### WHAT IS NEEDED:
Search the data for the string "capturedConfig" and copy each line where it turns up.

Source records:
※

PR #231, opened 2020-09-29
@W-7978510@: Initial partial implementation of RetireJS engine. Implementation of scanner:run command still lacking.

jfeingold35:


src/lib/util/Config.ts
```diff
@@ -54,7 +54,16 @@ const DEFAULT_CONFIG: ConfigContent = {
...
-        }
+        },
+		{
+			name: ENGINE.RETIRE_JS,
+			targetPatterns: [
+				'**/*.js',
+				'!**/node_modules/**',
+				'!**/bower_components/**'
+			],
+			disabled: false
```
jfeingold35, line 65: All `2.x` releases are going to be based off the `release` branch, right? If that's the case, then I think we can leave this engine enabled by default.

jbartolotta-sfdc: 2.x will be based off of `dev`. I think it would be best to disable this by default.

jfeingold35: Cool. Then we should also wait to merge this until we fix the bug that includes disabled engines in the output of `scanner:rule:list` and `scanner:rule:describe`, right?

jbartolotta-sfdc (commented):
This looks good, we plan do release from the `dev` branch next week. Do you want to create a new retire-js branch to merge these changes into? Releasing this without the backing implementation next week could confuse users.

jfeingold35:
> This looks good, we plan do release from the `dev` branch next week. Do you want to create a new retire-js branch to merge these changes into? Releasing this without the backing implementation next week could confuse users.

Either that or we just keep using this feature branch until the implementation is complete. Your way is probably better for branch hygiene, though. I'll fork a branch off of Dev shortly.

src/lib/retire-js/RetireJsEngine.ts
```diff
@@ -0,0 +1,79 @@
...
+//import path = require('path');
+
+// Unlike the other engines we use, RetireJS doesn't really have "rules" per se. So we sorta have to synthesize a
+// "catalog" out of RetireJS's normal behavior.
+const retireJsCatalog: Catalog = {
+	rules: [{
+		engine: ENGINE.RETIRE_JS.valueOf(),
+		sourcepackage: ENGINE.RETIRE_JS.valueOf(),
+		// Give this rule an informative name, specific enough that we're able to supplement it with other rules later.
+		name: ' insecure-bundled-dependencies',
```
rmohan20, line 17: Is the `[space]` at the beginning of the name intentional?

src/lib/retire-js/RetireJsEngine.ts
```diff
@@ -0,0 +1,79 @@
...
+	}],
+	rulesets: []
+};
+
+export class RetireJsEngine implements RuleEngine {
+	public static ENGINE_ENUM: ENGINE = ENGINE.RETIRE_JS;
+	public static ENGINE_NAME: string = ENGINE.RETIRE_JS.valueOf();
+	// RetireJS isn't really built to be invoked programmatically, so we'll need to invoke it as a CLI command. However, we
+	// can't assume that they have the module installed globally. So what we're doing here is identifying the path to the
+	// locally-scoped `retire` module, and then using that to derive a path to the CLI-executable JS script.
```
rmohan20, line 37: Am I correct in assuming that the locally-scoped `retire` module will be from within our package? Also, I can't find this logic in the code - can I assume that this logic will be included as a part of `scanner:run` changes?

rmohan20 (approved):
Just a couple of minor questions. Looks good 👍

src/lib/retire-js/RetireJsEngine.ts
jfeingold35: No, it's a mistake. I've fixed it in the branch that implements the`run` command though, so we don't need to fix it here.

src/lib/retire-js/RetireJsEngine.ts
jfeingold35: Correct. The logic at line 38 is identifying the path to the local RetireJS module. It's commented out so the tests pass, and actually implemented in the `run` PR.

PR #233, opened 2020-09-29
@W-8121424@ Fix filter by category for extended configs

jbartolotta-sfdc:
Eslint engines run rules specified in the "rules" attribute plus all "recommended" rules that are enabled by extending a configuration. See recommended (boolean) is whether the "extends": "eslint:recommended" property in a configuration file enables the rule https://eslint.org/docs/developer-guide/working-with-rules

This change explicitly sets all "recommended" rules to "off", before enabling any other rules that the engine has been instructed to run.

Changed BaseEslintEngine to cache the catalog since it is now accessed multiple times.

Removed error checking from BaseEslintEngine that ensures all rules match the engine. This is the caller's responsibility and already done in DefaultRuleManager.

### DIFF
--- a/src/lib/eslint/BaseEslintEngine.ts
+++ b/src/lib/eslint/BaseEslintEngine.ts
@@ -75,6 +75,7 @@ export abstract class BaseEslintEngine implements RuleEngine {
 	protected outputProcessor: OutputProcessor;
 	private baseDependencies: StaticDependencies;
 	private config: Config;
+	private catalog: Catalog;
 
 	// We'll leave init abstract to allow implementations to initialize
 	async abstract init(): Promise<void>;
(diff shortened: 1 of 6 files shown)


src/lib/eslint/BaseEslintEngine.ts
```diff
@@ -109,36 +110,41 @@ export abstract class BaseEslintEngine implements RuleEngine {
...
-			if (rule) {
-				// Add only rules supported by the engine implementation
-				rules.push(rule);
-				const categoryName = docs.category;
-				let category = categoryMap.get(categoryName);
-				if (!category) {
-					category = { name: categoryName, engine: this.getName(), paths: [] };
-					categoryMap.set(categoryName, category);
+	getCatalog(): Promise<Catalog> {
+		if (!this.catalog) {
```
jbartolotta-sfdc, line 114: Caching this value because it is used by the DefaultRuleManager and BaseEslintEngines.

src/lib/eslint/BaseEslintEngine.ts
```diff
@@ -230,19 +236,21 @@ export abstract class BaseEslintEngine implements RuleEngine {
...
 
 	/* eslint-disable @typescript-eslint/no-explicit-any */
-	private selectRelevantRules(rules: Rule[]): Record<string,any> {
+	private async selectRelevantRules(rules: Rule[]): Promise<Record<string,any>> {
 		const filteredRules = {};
-		let ruleCount = 0;
-
-		for (const rule of rules) {
-			// Find if a rule is relevant
-			if (rule.engine === this.getName()) {
```
jbartolotta-sfdc, line 239: The PMD engine doesn't check this, and the DefaultRuleManager filters out the rules already. The caller should be responsible for this.

src/lib/services/LocalCatalog.ts
```diff
@@ -130,7 +130,7 @@ export default class LocalCatalog implements RuleCatalog {
 			await this.rebuildCatalogIfNecessary();
 			this.catalog = await this.readCatalogJson();
 		}
-		return Promise.resolve(this.catalog);
```
jbartolotta-sfdc, line 133: I came across this while looking at code. My guess is it was previously added when the method wasn't async. But now the method is async and it just confuses the reader.

test/lib/eslint/BaseEslintEngine.test.ts
```diff
@@ -68,7 +68,7 @@ describe('Tests for BaseEslintEngine', () => {
 				Mockito.verify(StaticDependenciesMock.resolveTargetPath(target.target)).called();
 
 				// verify config
-				const capturedConfig = Mockito.capture(StaticDependenciesMock.createCLIEngine).first();
+				const capturedConfig = Mockito.capture(StaticDependenciesMock.createCLIEngine).second();
```
jbartolotta-sfdc, line 71: This changed because createCLIEngine is called twice in the test because #getCatalog is called from the #run command.

test/lib/eslint/BaseEslintEngine.test.ts
```diff
@@ -95,24 +96,6 @@ describe('Tests for BaseEslintEngine', () => {
 
 				expect(results).to.be.empty;
 			});
-
```
jbartolotta-sfdc, line 98: This is the if condition that was removed from BaseEslintEngine. The caller shouldn't pass rules from another engine to this engine.

src/lib/services/LocalCatalog.ts
jfeingold35: Good catch. Do you want to do this in the `rebuildCatalog()` method too?

src/lib/eslint/TypescriptEslintStrategy.ts
```diff
@@ -17,11 +17,13 @@ export enum TYPESCRIPT_ENGINE_OPTIONS {
...
 const ES_PLUS_TS_CONFIG = {
 	"parser": "@typescript-eslint/parser",
-	"extends": [
-		"eslint:recommended",
-		"plugin:@typescript-eslint/recommended",
-		"plugin:@typescript-eslint/eslint-recommended"
-	],
+	"baseConfig": {
+		"extends": [
+			"eslint:recommended",
```
jfeingold35, line 22: Maybe I'm misunderstanding, but do we want `eslint:recommended` here? Won't that make this run all of the default ESLint rules in addition to the TS rules?

src/lib/eslint/BaseEslintEngine.ts
```diff
@@ -230,19 +236,21 @@ export abstract class BaseEslintEngine implements RuleEngine {
...
+		if (rules.length > 0) {
+			for (const rule of (await this.getCatalog()).rules.filter(r => r.defaultEnabled)) {
+				filteredRules[rule.name] = 'off';
 			}
 		}
-		this.logger.trace(`Count of rules selected for ${this.getName()}: ${ruleCount}`);
+
+		rules.forEach(rule => filteredRules[rule.name] = 'error');
+
+		this.logger.trace(`Count of rules selected for ${this.getName()}: ${rules.length}`);
```
jfeingold35, line 253: This message is no longer accurate, right? Shouldn't it be the number of rules in`filteredRules` that don't have a value of `off`?

jfeingold35: Ah. I must have misunderstood the code. You're turning everything to off, and then using `rules` to turn on those specific rules. That makes sense.

jfeingold35 (approved):

PR #236, opened 2020-09-30
@W-8081789@: scanner:rule:list now omits rules for disabled engines u…

jfeingold35:
…nless they are specifically demanded with the --engine flag.

### DIFF
--- a/src/lib/DefaultRuleManager.ts
+++ b/src/lib/DefaultRuleManager.ts
@@ -40,8 +40,22 @@ export class DefaultRuleManager implements RuleManager {
 		this.initialized = true;
 	}
 
-	getRulesMatchingCriteria(filters: RuleFilter[]): Rule[] {
-		return this.catalog.getRulesMatchingFilters(filters);
+	/**
+	 * Returns rules matching the filter criteria provided, and any non-conflicting implicit filters.
+	 * @param {RuleFilter[]} filters - A collection of filters.
+	 */
+	async getRulesMatchingCriteria(filters: RuleFilter[]): Promise<Rule[]> {
+		const engineNames: string[] = (await this.resolveEngineFilters(filters)).map(e => e.getName());
+		const rules: Rule[] = this.catalog.getRulesMatchingFilters(filters);
+		return rules.filter(r => engineNames.includes(r.engine));
+	}
+
+	/**
+	 * Returns rules that match only the provided filters, completely ignoring any implicit filtering.
+	 * @param filters
+	 */
+	getRulesMatchingOnlyExplicitCriteria(filters: RuleFilter[]): Promise<Rule[]> {
+		return Promise.resolve(this.catalog.getRulesMatchingFilters(filters));
 	}
 
 	async runRulesMatchingCriteria(filters: RuleFilter[], targets: string[], format: OUTPUT_FORMAT, engineOptions: Map<string, string>): Promise<RecombinedRuleResults> {
@@ -51,6 +65,7 @@ export class DefaultRuleManager implements RuleManager {
 		const ruleGroups: RuleGroup[] = this.catalog.getRuleGroupsMatchingFilters(filters);
 		const rules: Rule[] = this.catalog.getRulesMatchingFilters(filters);
 		const ps: Promise<RuleResult[]>[] = [];
+		/*
 		let filteredNames = null;
 		for (const filter of filters) {
 			if (filter.filterType === FilterType.ENGINE) {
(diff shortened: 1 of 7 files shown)


src/lib/DefaultRuleManager.ts
```diff
@@ -51,6 +65,7 @@ export class DefaultRuleManager implements RuleManager {
 		const ruleGroups: RuleGroup[] = this.catalog.getRuleGroupsMatchingFilters(filters);
 		const rules: Rule[] = this.catalog.getRulesMatchingFilters(filters);
 		const ps: Promise<RuleResult[]>[] = [];
+		/*
```
jbartolotta-sfdc, line 68: This looks like it should be removed.

test/commands/scanner/rule/list.test.ts
```diff
@@ -55,13 +61,15 @@ describe('scanner:rule:list', () => {
...
+				.it('Filtering by one category returns only the rules in that category for enabled engines', async ctx => {
 					// Rather than painstakingly checking everything about all the rules, we'll just make sure that the number of rules
 					// returned is the same as the number of rules in the target category, and that every rule returned is actually
 					// a member of that category.
 					// The first step is to identify how many satisfactory rules are in the catalog.
 					const catalog = getCatalogJson();
-					const targetRuleCount = catalog.rules.filter(rule => rule.categories.includes('Best Practices')).length;
+					const enabledEngines = (await Controller.getEnabledEngines()).map(e => e.getName());
+					const filterFunction: (Rule) => boolean = (r: Rule) => r.categories.includes('Best Practices') && enabledEngines.includes(r.engine);
+					const targetRuleCount = catalog.rules.filter(filterFunction).length;
```
jbartolotta-sfdc, line 72: Programmatic tests are good, but they can themselves have bugs that cause false passes. Can you add an assertion that targetRuleCount > 0 to ensure that the test is testing what we expect. Same request where this is used below.

test/commands/scanner/rule/list.test.ts
```diff
@@ -55,13 +61,15 @@ describe('scanner:rule:list', () => {
...
-				.it('Filtering by one category returns only the rules in that category', ctx => {
+				.it('Filtering by one category returns only the rules in that category for enabled engines', async ctx => {
 					// Rather than painstakingly checking everything about all the rules, we'll just make sure that the number of rules
 					// returned is the same as the number of rules in the target category, and that every rule returned is actually
 					// a member of that category.
 					// The first step is to identify how many satisfactory rules are in the catalog.
 					const catalog = getCatalogJson();
-					const targetRuleCount = catalog.rules.filter(rule => rule.categories.includes('Best Practices')).length;
+					const enabledEngines = (await Controller.getEnabledEngines()).map(e => e.getName());
+					const filterFunction: (Rule) => boolean = (r: Rule) => r.categories.includes('Best Practices') && enabledEngines.includes(r.engine);
```
jbartolotta-sfdc, line 71: It would be good to break out any strings used twice into a variable to avoid typos. Same with the array below.

src/lib/DefaultRuleManager.ts
```diff
@@ -40,8 +40,22 @@ export class DefaultRuleManager implements RuleManager {
 		this.initialized = true;
 	}
 
-	getRulesMatchingCriteria(filters: RuleFilter[]): Rule[] {
-		return this.catalog.getRulesMatchingFilters(filters);
+	/**
```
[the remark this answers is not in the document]
jfeingold35: Good idea. I'll move them to the interface.

src/lib/DefaultRuleManager.ts
```diff
@@ -40,8 +40,22 @@ export class DefaultRuleManager implements RuleManager {
...
+		const engineNames: string[] = (await this.resolveEngineFilters(filters)).map(e => e.getName());
+		const rules: Rule[] = this.catalog.getRulesMatchingFilters(filters);
+		return rules.filter(r => engineNames.includes(r.engine));
+	}
+
+	/**
+	 * Returns rules that match only the provided filters, completely ignoring any implicit filtering.
+	 * @param filters
+	 */
+	getRulesMatchingOnlyExplicitCriteria(filters: RuleFilter[]): Promise<Rule[]> {
```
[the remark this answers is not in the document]
jfeingold35: Yeah, it could. I chose to make it a Promise because it seems for the `getRulesMatchingCriteria` and `getRulesMatchingOnlyExplicitCriteria` methods to have the same signature. I can change it if you prefer.

src/lib/DefaultRuleManager.ts
jfeingold35: It absolutely should. My bad.

test/commands/scanner/rule/list.test.ts
jfeingold35: Will do.

test/commands/scanner/rule/list.test.ts
jfeingold35: Makes sense, will do.

jbartolotta-sfdc (approved):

※

### FINAL ANSWER:
-				const capturedConfig = Mockito.capture(StaticDependenciesMock.createCLIEngine).first();
+				const capturedConfig = Mockito.capture(StaticDependenciesMock.createCLIEngine).second();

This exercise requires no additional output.